Glue ETL Job

Next, we will import the job script into Glue via the AWS Console. To complete this activity, follow the below set of steps -

  • Edit the Glue job script nyc_raw_to_transform.py (previously downloaded) to set the bucket name to airflow-yourname-bucket in the data sink (last) step.

    If you haven’t downloaded the scripts previously, you can downloaded the package from here

  • Copy the modified job script to S3 path s3://airflow-yourname-bucket/scripts/glue/. You will need to create the glue folder under scripts if it wasn’t performed during setup.

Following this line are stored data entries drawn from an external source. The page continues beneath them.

PR #146, opened 2017-08-25
reject request with tenant token in single tenant setup

kjaskiewiczz:
https://tracker.mender.io/browse/MEN-1327


kjaskiewiczz:
After implementing this, I'm not sure if we really want to reject auth requests with tenant token in single tenant scenario.
Tenant token could be something that the device is sending all the time, but is interpreted only by multi tenant setup, maybe?

PR #153, opened 2017-09-20
limiting maximum number of accepted devices per tenant - internal end…

PiotrPrzybylak:
…point spec

Issues: MEN-1419

Changelog: None

Signed-off-by: Piotr Przybylak <piotr.przybylak@rndity.com>

### DIFF
--- a/docs/internal_api.yml
+++ b/docs/internal_api.yml
@@ -38,7 +38,77 @@ paths:
             description: Unexpected error.
             schema:
               $ref: '#/definitions/Error'
+  /tenant/{tenant_id}/limits/max-device-count:
+    get:
+      summary: Max device count limit
+      parameters:
+        - name: tenant_id
+          in: path
+          type: string
+          description: Tenant ID.
+          required: true
+      responses:
+        200:
+          description: Successful response.
+          schema:
+            title: MaxDeviceCountLimit
+            schema:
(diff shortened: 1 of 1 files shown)


docs/internal_api.yml
```diff
@@ -38,7 +38,76 @@ paths:
             description: Unexpected error.
             schema:
               $ref: '#/definitions/Error'
+ /tenant/{tenant_id}/limits/max_device_count:
+    get:  Max device count limit
+      summary: List known tenants
```
bboozzoo: summary is incorrect

docs/internal_api.yml
```diff
@@ -38,7 +38,76 @@ paths:
             description: Unexpected error.
             schema:
               $ref: '#/definitions/Error'
+ /tenant/{tenant_id}/limits/max_device_count:
```
bboozzoo: can we replace `_` with `-` ?

bboozzoo: Do we need `/tenant/{tenant_id}/limits` as well? (would return all currently set limits)

bboozzoo: Also, I don't think there's any other internal endpoint that takes `tenant ID` explicitly. I suppose they all take `Authorization` header with a proper tenant token (i.e. token with `mender.tenant` claim).

PR #156, opened 2017-09-22
migration fix

bboozzoo:
@mendersoftware/rndity comments & review please

### DIFF
--- a/store/mongo/datastore_mongo.go
+++ b/store/mongo/datastore_mongo.go
@@ -21,6 +21,7 @@ import (
 	"sync"
 	"time"
 
+	"github.com/mendersoftware/go-lib-micro/identity"
 	"github.com/mendersoftware/go-lib-micro/log"
 	"github.com/mendersoftware/go-lib-micro/mongo/migrate"
 	ctxstore "github.com/mendersoftware/go-lib-micro/store"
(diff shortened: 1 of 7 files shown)


store/mongo/datastore_mongo.go
```diff
@@ -350,7 +351,25 @@ func (db *DataStoreMongo) Migrate(ctx context.Context, version string) error {
 	}
 
 	for _, d := range dbs {
-		l.Infof("migrating %s", d)
+		// if not in multi tenant, then tenant will be "" and identity
```
mchalski: I'd avoid more context magic like the plague.

we're in a loop over valid tenant dbs, we have their names, migrations could just accept a verbatim dbname.

we're doing extra work by shuffling the name into a context, so that the migration can unpack it.

I won't request changes, but don't count on me doing this in any new service ;)

bboozzoo:
Uhh, integration failed with: 
```
(*AccessLogMiddleware).MiddlewareFunc.func1" line=60 request_id=fa1143ee-2d5f-4628-b6b1-0d77c3fa91ba 
An HTTP request took too long to complete. Retry with --verbose to obtain debug information.
If you encounter this issue regularly because of slow network conditions, consider setting COMPOSE_HTTP_TIMEOUT to a higher value (current value: 300).
```
Any ideas what to do now? @GregorioDiStefano ?

bboozzoo:
merge?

  • Login to the AWS Glue Console

  • Add Job by providing the following details

    • Name - nyc_raw_to_transform
    • IAM Role - AWSGlueServiceRoleDefault
    • Select - An existing script that you provide
    • S3 path where the script is stored - s3://airflow-yourname-bucket/scripts/glue/nyc_raw_to_transform.py
    • Temporary directory - s3://airflow-yourname-bucket/glue-temp
    • Next, Save Job and Edit Script
    • Make sure that the datasink4 step is pointing to the right target bucket
    • Click on Save
    • Close the editor by clicking on the X mark

Using the custom Glue operator and hook, the DAG task can be written as shown below to invoke an existing Glue job.

glue_task = AWSGlueJobOperator(  
    task_id="glue_task",  
    job_name='nyc_raw_to_transform',  
    iam_role_name='AWSGlueServiceRoleDefault',  
    dag=dag) 

The above task is going to run the Glue Job and wait for completion to trigger the next step in the data pipeline.